Power analyses were conducted in G*Power (63) to determine the range of detectable effects with the current sample size. With an estimated N of 6,500, alpha of 0.05, 1 tested predictor, and 11 covariates, we have 95% power to detect effects (Cohen’s f2) as small as 0.002, equivalent to a Cohen’s d of 0.004. As previous research in adults suggests that we can expect to see a significant association between C4A GRExand cognitive measures at Cohen's f2 = 0.056 (20), power calculations indicate that our study is sufficiently powered to detect small but statistically significant effects, equivalent to a Cohen’s d of 0.004.
Plots were generated using R packages ggpubr, ggplot, and ggesg. PheWAS results were plotted in R by modifying publicly available code from Dr. Yoonjung Joo (https://rpubs.com/helloyjjoo/pheWAS_connectome).

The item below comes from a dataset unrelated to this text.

PR #3020, opened 2025-05-28
Display license via dedicated dialog

k-dominik:
previous implementation with webbrowser.open would break on MacOS in the signed app due to missing permissions :)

Replication in the UK Biobank
The UK Biobank resource was accessed through application number 38029. Brain imaging data was acquired for 18,361 unrelated individuals with European ancestry. Haplotypes at the C4 locus were imputed as described for the ABCD dataset. After further restricting to individuals with the five most common C4 haplotypes (AL, AL-AL, AL-BL, AL-BS, BS), a total of 16,147 individuals remained in the final analyses. A linear model was then fitted between entorhinal cortex surface area and C4A GREx, using C4B GREx, sex, age at scan, average cortex surface area, location of head in scanner (Data fields 25756 to 25759), first four genotype PCs and scan sites as covariates. A null model was also fitted with only covariates but not C4A GREx. Statistical significance of the association was evaluated by performing a likelihood ratio test. The analysis was performed in females (N = 8,357) and males (N = 7,790) separately, without using sex as a covariate.
Validation of expression weights for C4 genes in PsychENCODE
Previously harmonized genotype array and frontal cortex RNA-seq data from PsychENCODE (19,64) consisted of uniformly processed data from six studies: BipSeq, LIBD_szControl, CMC_HBCC, CommonMind, BrainGVEX, and UCLA-ASD. We imputed C4 alleles in six studies from PsychENCODE separately in the same manner as the ABCD dataset using Beagle4.1 with the latest multiethnic C4 imputation reference panel. This analysis consisted of 340 AFR, 863 EUR, and 50 Latinx samples. C4 expression was then predicted using previously described expression weights(11), which was associated with observed C4 gene expression (Supplementary Fig. 1). Observed C4 gene expression was strongly associated with corresponding predicted gene expression, except for C4B gene expression in AFR samples (P > 0.05).